In our case, the inductive hypothesis assumes that \( n^2 \leq 2^n \) is valid for some specific value \( n=k \). From this assumption, we prove that if it holds for \( n=k \), it must also be true for \( n=k+1 \). This chain reaction leads to the conclusion that the inequality is valid for all integers starting from the base integer \( j=4 \).
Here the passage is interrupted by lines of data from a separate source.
PR #819, opened 2020-06-30
Change master version to 8.0.0-SNAPSHOT (8.x - step 1)

ge0ffrey:
- [X] change versions

- [x]  tests

- [x] optapplanner-bom transitive influence

- [x]  quickstarts

Not in scope of this PR: remove the usage of kie-parent 7 (that will be step 3), but don't loose it's valuable contents (enforcer checks etc)


optaplanner-bom/pom.xml
```diff
@@ -0,0 +1,487 @@
...
+    <!-- But for that to work, optaplanner-parent must have an empty dependencyManagement (so no kie-parent parent) -->
+    <groupId>org.kie</groupId>
+    <artifactId>kie-user-bom-parent</artifactId>
+    <version>7.40.0-SNAPSHOT</version>
+  </parent>
+
+  <groupId>org.optaplanner</groupId>
+  <artifactId>optaplanner-bom</artifactId>
+  <packaging>pom</packaging>
+  <version>8.0.0-SNAPSHOT</version>
```
ge0ffrey, line 17: This file was duplicated from droolsjbpm-build-bootstrap, which has the 7.x version (and cannot host the 8.x version because there is no 8 there).

Advantages of moving it here:
- Once it extends optaplanner-parent, half of the file can be removed (url, scm, issueManagement, etc)
- Less cross-repo PR's.
- Easier maintenance

optaplanner-build-parent/pom.xml
```diff
@@ -0,0 +1,29 @@
...
+
+  <modelVersion>4.0.0</modelVersion>
+  <parent>
+    <groupId>org.optaplanner</groupId>
+    <artifactId>optaplanner-parent</artifactId>
+    <version>8.0.0-SNAPSHOT</version>
+  </parent>
+
+  <artifactId>optaplanner-build-parent</artifactId>
+  <packaging>pom</packaging>
```
ge0ffrey, line 13: So, why this pom?
- The `optaplanner-parent` will (after step 3) hold all the metadata (url, scm, repo's, etc), maven plugin configuration (think enforcer, rules etc) etc. **But it cannot hold the dependencies because optaplanner-bom extends it.**
- The `optaplanner-build-parent` will (after step 3) extend optaplanner-parent and hold all dependencies, and also import optaplanner-bom.
- optaplanner-core, etc extend optaplanner-build-parent (not optaplanner-parent)

optaplanner-bom/pom.xml
```diff
@@ -0,0 +1,487 @@
...
+         xsi:schemaLocation="http://maven.apache.org/POM/4.0.0 http://maven.apache.org/maven-v4_0_0.xsd">
+
+  <modelVersion>4.0.0</modelVersion>
+  <parent>
+    <!-- TODO In step 3, this must extend optaplanner-parent instead and stop duplicating this metadata -->
+    <!-- But for that to work, optaplanner-parent must have an empty dependencyManagement (so no kie-parent parent) -->
+    <groupId>org.kie</groupId>
+    <artifactId>kie-user-bom-parent</artifactId>
+    <version>7.40.0-SNAPSHOT</version>
+  </parent>
```
yurloc, line 12: Should have empty <relativePath/> otherwise:

[WARNING] 'parent.relativePath' of POM org.optaplanner:optaplanner-bom:8.0.0-SNAPSHOT (/home/jlocker/src/github.com/kiegroup/optaplanner/optaplanner-bom/pom.xml) points at org.optaplanner:optaplanner-parent instead of org.kie:kie-user-bom-parent, please verify your project structure @ line 6, column 11

ge0ffrey: Good point, fixed :)

optaplanner-build-parent/pom.xml
rsynek: If I understand it correctly, the `optaplanner-parent` should server as a parent pom for both the `optaplanner-bom` and the `optaplanner-build-parent`.

What is the reason for the intention to define plugin configuration in the `optaplanner-parent`? Plugin configuration is specific for the build of the OptaPlanner project, so I would rather expect them to be defined in the `optaplanner-build-parent`.

ge0ffrey: Good point. Agreed. When we do step 3, plugin configuration should go into optaplanner-build-parent, not in optaplanner-parent.

ge0ffrey:
jenkins please retest this

ge0ffrey:
One of the github actions is failing on

```
 [ERROR] [ERROR] Some problems were encountered while processing the POMs:
[FATAL] Non-resolvable parent POM for org.optaplanner:optaplanner-bom:8.0.0-SNAPSHOT: Could not find artifact org.kie:kie-user-bom-parent:pom:7.40.0-SNAPSHOT and 'parent.relativePath' points at no local POM @ line 6, column 11
```

ge0ffrey:
My last commit was a rather big change, after everyone already approved the PR:
 https://github.com/kiegroup/optaplanner/pull/819/commits/a0e6b68e50d4dfe98088e5699d97a12c7f7596b1
It should fix the CI issues.

ge0ffrey:
@rsynek Would you mind taking a look at my last commit here? Just so I don't sneak in the replacement of the parent of optapanner-bom :)

ge0ffrey:
That JPA CI job is failing due to a false negative caused by https://issues.redhat.com/browse/PLANNER-2049
Rest is green.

This method is built upon two key steps:
In our case, the inductive hypothesis assumes that \( n^2 \leq 2^n \) is valid for some specific value \( n=k \). From this assumption, we prove that if it holds for \( n=k \), it must also be true for \( n=k+1 \). This chain reaction leads to the conclusion that the inequality is valid for all integers starting from the base integer \( j=4 \).
This method is built upon two key steps:
- Base Case: Show the inequality holds for the starting integer \( j \).
- Inductive Step: Assume true for \( n=k \), and prove for \( n=k+1 \).